- _Problem details_:
Which lines run from the line with "apply the same" through the line with "uint16_t vol = VolID;" in the entries below? Print them exactly, both ends included, and nothing more.

- _Material to process_:
☆ ☆ ☆
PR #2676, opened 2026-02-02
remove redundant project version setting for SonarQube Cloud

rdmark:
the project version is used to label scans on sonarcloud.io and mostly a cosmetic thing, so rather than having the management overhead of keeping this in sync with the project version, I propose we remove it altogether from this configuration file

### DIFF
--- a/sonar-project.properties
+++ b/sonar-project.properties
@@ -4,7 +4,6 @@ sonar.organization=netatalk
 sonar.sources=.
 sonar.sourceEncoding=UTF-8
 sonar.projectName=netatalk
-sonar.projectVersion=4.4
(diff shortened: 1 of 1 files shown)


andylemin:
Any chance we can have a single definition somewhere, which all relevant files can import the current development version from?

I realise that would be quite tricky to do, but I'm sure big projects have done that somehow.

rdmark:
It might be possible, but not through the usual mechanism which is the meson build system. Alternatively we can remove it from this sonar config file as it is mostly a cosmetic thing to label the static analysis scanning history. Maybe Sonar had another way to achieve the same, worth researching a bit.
☆ ☆ ☆
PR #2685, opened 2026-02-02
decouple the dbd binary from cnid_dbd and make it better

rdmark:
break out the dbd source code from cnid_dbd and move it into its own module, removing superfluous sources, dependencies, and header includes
☆ ☆ ☆
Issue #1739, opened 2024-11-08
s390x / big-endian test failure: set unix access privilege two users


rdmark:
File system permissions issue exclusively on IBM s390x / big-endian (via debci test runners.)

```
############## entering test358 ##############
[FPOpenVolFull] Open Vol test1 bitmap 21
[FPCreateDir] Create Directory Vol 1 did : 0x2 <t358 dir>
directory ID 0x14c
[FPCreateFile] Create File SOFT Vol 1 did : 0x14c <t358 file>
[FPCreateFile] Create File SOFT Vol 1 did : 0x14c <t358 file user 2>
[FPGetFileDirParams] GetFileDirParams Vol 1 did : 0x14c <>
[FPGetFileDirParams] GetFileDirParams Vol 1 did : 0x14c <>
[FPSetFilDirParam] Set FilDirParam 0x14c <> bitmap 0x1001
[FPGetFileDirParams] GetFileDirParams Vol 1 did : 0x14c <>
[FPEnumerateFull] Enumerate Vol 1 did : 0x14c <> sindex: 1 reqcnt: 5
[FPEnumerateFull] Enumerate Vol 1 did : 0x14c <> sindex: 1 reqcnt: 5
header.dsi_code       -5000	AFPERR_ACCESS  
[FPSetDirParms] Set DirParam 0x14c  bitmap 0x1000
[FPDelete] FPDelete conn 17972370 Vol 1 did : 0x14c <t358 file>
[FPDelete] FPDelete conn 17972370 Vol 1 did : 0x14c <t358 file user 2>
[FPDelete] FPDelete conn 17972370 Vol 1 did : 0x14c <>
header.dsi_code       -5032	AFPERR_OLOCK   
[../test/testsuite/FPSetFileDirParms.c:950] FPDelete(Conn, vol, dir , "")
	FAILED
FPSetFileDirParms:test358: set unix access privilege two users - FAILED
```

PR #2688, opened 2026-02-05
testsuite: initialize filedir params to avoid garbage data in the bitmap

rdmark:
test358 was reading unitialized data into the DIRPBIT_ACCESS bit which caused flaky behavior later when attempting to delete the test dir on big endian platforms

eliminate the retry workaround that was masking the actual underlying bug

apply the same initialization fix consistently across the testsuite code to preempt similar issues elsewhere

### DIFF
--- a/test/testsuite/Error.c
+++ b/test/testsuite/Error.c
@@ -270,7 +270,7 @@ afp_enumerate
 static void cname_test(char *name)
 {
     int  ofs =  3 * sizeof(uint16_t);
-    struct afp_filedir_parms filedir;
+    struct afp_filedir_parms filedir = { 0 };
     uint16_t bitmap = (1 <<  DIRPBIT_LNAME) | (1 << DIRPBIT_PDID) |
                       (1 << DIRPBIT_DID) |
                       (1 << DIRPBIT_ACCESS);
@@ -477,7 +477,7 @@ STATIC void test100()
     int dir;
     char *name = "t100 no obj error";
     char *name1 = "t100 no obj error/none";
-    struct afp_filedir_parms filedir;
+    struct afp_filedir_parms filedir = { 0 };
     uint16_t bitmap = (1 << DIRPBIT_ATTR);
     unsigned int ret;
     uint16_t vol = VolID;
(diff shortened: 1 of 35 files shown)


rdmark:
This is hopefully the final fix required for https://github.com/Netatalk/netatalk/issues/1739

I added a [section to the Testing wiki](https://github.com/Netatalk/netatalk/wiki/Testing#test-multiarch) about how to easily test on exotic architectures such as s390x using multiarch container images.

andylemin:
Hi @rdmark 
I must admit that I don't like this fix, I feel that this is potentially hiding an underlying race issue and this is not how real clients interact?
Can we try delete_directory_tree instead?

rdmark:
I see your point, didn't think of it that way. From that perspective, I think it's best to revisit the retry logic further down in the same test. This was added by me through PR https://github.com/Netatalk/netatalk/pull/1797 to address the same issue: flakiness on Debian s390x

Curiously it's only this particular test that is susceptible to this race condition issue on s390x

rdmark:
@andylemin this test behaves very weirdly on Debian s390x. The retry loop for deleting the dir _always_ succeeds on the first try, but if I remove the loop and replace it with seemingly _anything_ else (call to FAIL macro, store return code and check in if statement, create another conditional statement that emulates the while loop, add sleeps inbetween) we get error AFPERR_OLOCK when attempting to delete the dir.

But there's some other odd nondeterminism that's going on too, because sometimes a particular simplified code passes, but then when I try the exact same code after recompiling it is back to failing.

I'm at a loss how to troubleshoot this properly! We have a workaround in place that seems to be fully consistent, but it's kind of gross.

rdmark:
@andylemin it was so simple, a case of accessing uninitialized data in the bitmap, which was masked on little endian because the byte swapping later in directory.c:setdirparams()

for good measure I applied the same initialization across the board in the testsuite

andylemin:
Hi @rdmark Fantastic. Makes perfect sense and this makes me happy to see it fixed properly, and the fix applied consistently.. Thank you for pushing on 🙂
☆ ☆ ☆
- _Response for this exercise_:
apply the same initialization fix consistently across the testsuite code to preempt similar issues elsewhere

### DIFF
--- a/test/testsuite/Error.c
+++ b/test/testsuite/Error.c
@@ -270,7 +270,7 @@ afp_enumerate
 static void cname_test(char *name)
 {
     int  ofs =  3 * sizeof(uint16_t);
-    struct afp_filedir_parms filedir;
+    struct afp_filedir_parms filedir = { 0 };
     uint16_t bitmap = (1 <<  DIRPBIT_LNAME) | (1 << DIRPBIT_PDID) |
                       (1 << DIRPBIT_DID) |
                       (1 << DIRPBIT_ACCESS);
@@ -477,7 +477,7 @@ STATIC void test100()
     int dir;
     char *name = "t100 no obj error";
     char *name1 = "t100 no obj error/none";
-    struct afp_filedir_parms filedir;
+    struct afp_filedir_parms filedir = { 0 };
     uint16_t bitmap = (1 << DIRPBIT_ATTR);
     unsigned int ret;
     uint16_t vol = VolID;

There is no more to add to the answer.